Segmentation

After a case sample has been normalized, it goes through a segmentation stage. There are multiple segmentation algorithms implemented in DRAGEN, including the following:

CBS (Circular Binary Segmentation)
SLM (Shifting Level Models)

The SLM algorithm has three variants, SLM, HSLM, and ASLM. HSLM (Heterogeneous SLM) is for use in exome analysis and handles target capture kits that are not equally spaced. ASLM (Adaptive SLM) includes additional sample-specific estimation of technical variability of depth of coverage (as opposed to changes in copy number), based on the median variance within fixed windows or a preliminary set of segments based on b-allele ratios, and can provide more robustness to "noisy" or "wavy" samples.

The default segmentation algorithm in use is SLM for germline whole genome processing, ASLM for somatic whole genome processing, and CBS for whole exome processing.

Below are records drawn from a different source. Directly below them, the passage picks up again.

PR #304, opened 2022-10-02
Add support for text type

sirex:


adp-atea:
1) It seems that prop@lang is not parsing, when when reading from external source
2) When selecting app.get(f'/{model}/?select(title@lt)') is not parsing. Also same with prop@lange = value and sort(prop@lang)

tests/dtypes/test_text.py
```diff
@@ -0,0 +1,226 @@
...
+        '_type': model,
+        'title': {'lt': 'latvija', 'en': 'latvia'},
+    })
+
+    assert resp.status_code == 201
+
+    # Test if select(prop @ lang) works
+    select_by_prop = app.get(f'/{model}/?select(title@lt)')
+
+    # assert select_by_prop = select_by_prop
```
sirex, line 217: Please do not leave commented out code.

sirex (commented):
There are multiple errors see my notes in `notes/types/text.sh`.

spinta/types/model.py
```diff
@@ -329,8 +333,14 @@ def load(context: Context, model: Model, data: dict) -> dict:
     # check that given data does not have more keys, than model's schema
     non_hidden_keys = []
     for key, prop in model.properties.items():
+        if isinstance(prop.dtype, Text):
+            prop.hidden = True
```
adp-atea, line 358: I added text prop to hidden, however IDK if this the best place

adp-atea:
There might be a problem for type push chunks, could not write a decent test and for just added skip wrapper for them. I might be wrong but it seems in our case its not possible to create jsonb format,
sa.dialects.postgresql import JSONB for ex.
``@pytest.fixture(scope='module')
def geo_db_for_text():
    with create_sqlite_db({
        'salis': [
            sa.Column('id', sa.Integer, primary_key=True),
            sa.Column('kodas', sa.Text),
            sa.Column('pavadinimas', sa.dialects.postgresql.JSONB),
        ],
        'miestas': [
            sa.Column('id', sa.Integer, primary_key=True),
            sa.Column('pavadinimas', sa.Text),
            sa.Column('salis', sa.dialects.postgresql.JSONB),
        ],
    })
It would return render error for test_text_type_push_chunks and test_type_text_push if something like geo_db_for_text would be created.

sirex:
From given example:

```python
@pytest.fixture(scope='module')
def geo_db_for_text():
    with create_sqlite_db({
        'salis': [
            sa.Column('id', sa.Integer, primary_key=True),
            sa.Column('kodas', sa.Text),
            sa.Column('pavadinimas', sa.dialects.postgresql.JSONB),
        ],
        'miestas': [
            sa.Column('id', sa.Integer, primary_key=True),
            sa.Column('pavadinimas', sa.Text),
            sa.Column('salis', sa.dialects.postgresql.JSONB),
        ],
    })
```

I see, that you are trying to pass PostgreSQL JSONB column type, to an SQLite database, this will not work, you can't use column types from other dialects, here you must use SQLite types.

I'm not sure, what you are trying to achieve here, but if you try to store `text` data to database, you should do this on PostgreSQL database, not on SQLite. SQLite is usually used to simulate an external datasource and we do not store data to external data sources, we only store data to internal backends, and internal backend uses PostgreSQL.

For the targeted sequencing workflows, you can also run with a --cnv-segmentation-bed. The option pre-defines the segments to estimate copy numbers for and skips the segmentation step of the workflow. See Targeted Segmentation (Segment BED)

Option

Description

--cnv-segmentation-mode

Specifies the segmentation algorithm to perform. The following values are available:

segment-bed
cbs
slm—The default for germline WGS analysis.
aslm—The default for somatic WGS analysis.
hslm—The default for targeted/WES analysis.

--cnv-merge-distance

Specifies the maximum number of base pairs between two segments that would allow them to be merged. The default value is 0 for WGS, which means the segments must be directly adjacent. For WES analysis this parameter is disabled by default due to the spacing of targeted intervals.

--cnv-merge-threshold

Specifies the maximum segment mean difference at which two adjacent segments should be merged. The segment mean is represented as a linear copy ratio value. The default is 0.2 for WGS and 0.4 for WES. To disable merging, set the value to 0.